Malgré les défis rencontrés en Angleterre dès son arrivée en 1950, Revill a persisté dans sa passion pour le théâtre. La rencontre marquante avec un instructeur de mouvement qui lui a conseillé « de trouver la vérité en soi » s’est avérée transformative et l’a poussé à développer son approche artistique tout au long de sa carrière.
Le rôle impérissable de Revill dans Star Wars
Revill est surtout reconnu pour avoir prêté sa voix à l’empereur Palpatine durant une scène mémorable du film Star Wars: The Empire Strikes Back, sorti en 1980. Le réalisateur Irvin Kershner l’a choisi pour enregistrer la ligne emblématique qui marquait la présence maléfique du personnage face à Dark Vador.
Bien que sa performance vocale ait été remplacée plus tard par Ian McDiarmid lors de la sortie DVD du film en 2004, la première livrée par Revill restera gravée dans les mémoires des millions de spectateurs ayant découvert cette scène emblématique. Souffrant d’une démence progressive, il n’en demeura pas moins fier d’être associé aux fans qui continuaient d’apprécier ses contributions passées.
Au fil des années, il régalait souvent ses admirateurs lors des conventions en leur demandant « de se rapprocher et fermer les yeux » avant d’interpréter sa fameuse réplique : « Il y a une grande perturbation dans la force ».
L’impact durable de Clive Revill dans l’animation et le théâtre
En plus de son rôle clé chez Star Wars, Clive Revill avait aussi participé au projet animé crucial qu’est Batman : The Animated Series, où il incarnait Alfred Pennyworth depuis ses débuts en 1992. Son empreinte s’étend à travers plusieurs productions notables touchant différents genres cinématographiques.
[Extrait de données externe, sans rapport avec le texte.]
PR #529, opened 2026-03-31
feat: Add gpu_explain table function for query plan inspection

### LINKED ISSUE #381: sirius query explain
be able to explain sirius queries so that we generate the physical plan without running the query and can use to validate support for a query

mbrobbel:
## Summary

Closes #381

- Adds `gpu_explain('SELECT ...')` table function that generates the Sirius physical plan **without executing** the query, for plan inspection and support validation
- Returns key-value rows (`explain_key`, `explain_value`) matching DuckDB's EXPLAIN convention: the DuckDB logical plan + Sirius physical plan tree (or error message for unsupported queries)
- Adds `params_to_string()` overrides on 7 key operators for informative plan output (table_scan, filter, projection, hash_join, grouped_aggregate, order, limit)
- Extracts shared `optimizer_guard` (RAII) and `extract_optimized_plan()` utility, replacing 3 identical copies of PrepareConnection/CleanupConnection/ExtractPlan across gpu_execution, gpu_processing, and gpu_explain

### Usage
```sql
CALL gpu_explain('SELECT l_returnflag, sum(l_quantity) FROM lineitem GROUP BY l_returnflag');
```
```
┌──────────────────────┬───────────────────────────────────────────────────────┐
│     explain_key      │                     explain_value                     │
├──────────────────────┼───────────────────────────────────────────────────────┤
│ duckdb_logical_plan  │ ┌───────────────────────────┐ ...                    │
│ sirius_physical_plan │ HASH_GROUP_BY groups=[#0] aggs=[SUM, COUNT]  (est. 3)│
│                      │ └── TABLE_SCAN seq_scan [...]  (est. 6001215)        │
└──────────────────────┴───────────────────────────────────────────────────────┘
```

Unsupported queries report the error gracefully:
```sql
CALL gpu_explain('SELECT *, ROW_NUMBER() OVER() FROM lineitem');
-- Returns: error | "Window not supported"
```

### New files
| File | Purpose |
|------|---------|
| `src/gpu_explain.cpp` / `src/include/gpu_explain.hpp` | `gpu_explain` table function bind + execute |
| `src/util/sirius_plan_renderer.cpp` / `src/include/util/sirius_plan_renderer.hpp` | Recursive tree renderer for operator plans |
| `src/util/plan_extraction.cpp` / `src/include/util/plan_extraction.hpp` | Shared `optimizer_guard` + `extract_optimized_plan()` utility |
| `test/cpp/integration/test_gpu_explain.cpp` | 9 integration tests |

## Test plan
- [x] All 742 existing tests pass (78.8M assertions)
- [x] 9 new `[gpu_explain]` tests: schema, filter, join, aggregate, unsupported query (WINDOW), cardinality, tree connectors, NULL param, tree indentation
- [x] Pre-commit checks pass (clang-format, codespell, cmake-format)
- [x] CI

🤖 Created by Claude


bwyogatama:
This one the main issue is that the plan that it shows is actually not our final plan. Because in `sirius_engine::initialize_internal` we are modifying the pipeline that the `sirius_physical_plan_generator` produces.

So I think this one will show the plan produced by `sirius_physical_plan_generator` but will not show the pipeline produced by `sirius_engine::initialize_internal`

bwyogatama:
In general the main challenge is that when we insert new operator, we insert it when it's already in the form of pipeline instead of query plan. One option would be to show the pipeline instead of the query plan when doing explain and another option is to upstream all the modification we made in `sirius_engine::initialize_internal` to `sirius_physical_plan_generator`. Option 2 is better but requires breaking changes. Option 1 can be a temp solution.

bwyogatama:
I am doing some refactoring on #540 let me see if i can also do option 1 there

mbrobbel:
> I am doing some refactoring on #540 let me see if i can also do option 1 there

That looks more like working towards option 2? What is the reason we don't handle this in the plan generator?

bwyogatama:
The refactoring still doesn't upstream the operator to `sirius_physical_plan_generator` yet. 
We can handle it in the plan generator, it just requires breaking changes and it's not that urgent right now.

bwyogatama:
Let me make it a 2 phase refactoring: First phase for the non breaking and second phase for the breaking ones. I will start with first phase on #540 then will have a separate PR on the second phase

src/include/util/plan_extraction.hpp
```diff
@@ -0,0 +1,70 @@
...
+#include "duckdb/main/config.hpp"
+#include "duckdb/planner/logical_operator.hpp"
+
+#include <set>
+
+namespace sirius::util {
+
+/// RAII guard that temporarily disables DuckDB optimizers incompatible with Sirius
+/// and restores the original settings on destruction.
+class optimizer_guard {
```
felipeblazing, line 29: Will this conflict with the work in https://github.com/sirius-db/sirius/pull/518

bwyogatama:
This is broken down into several phase so i will close this for now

Les amateurs d’horreur se souviendront sans doute également du talent dramatique qu’il a apporté au film The Legend of Hell House (1973) avec Roddy McDowall ou encore ses rôles comiques notamment dans Robin Hood : Men in Tights ainsi que Dracula : Dead and Loving It.
Sa carrière théâtrale est jalonnée par deux nominations prestigieuses aux Tony Awards : pour le rôle du bar-owner Bob-le-hotu orchestré en 1961 (Irma la Douce) et celui savoureux du méchant Fagin interprété en 1963 (Oliver !). C’est également grâce au cinéaste Billy Wilder qu’il débuta sur grand écran avec notablement The Private Life of Sherlock Holmes.
Un héritage riche qui perdure
Clive Revill laisse derrière lui deux proches : sa fille Kate et sa petite-fille Kayla. Ensemble elles perpétuent cet héritage artistique exceptionnel alors que ses œuvres continuent d’être redécouvertes grâce aux services modernes tels que le streaming ou les collections physiques dédiées.
Célébré tantôt pour son humour tantôt pour ses frissons dramatiques, Clive Revill reste un nom incontournable dont les performances continueront d’inspirer les générations futures.
Il nous aura rappelés combien chaque contribution artistique peut laisser une empreinte indélébile sur nos vies collectives.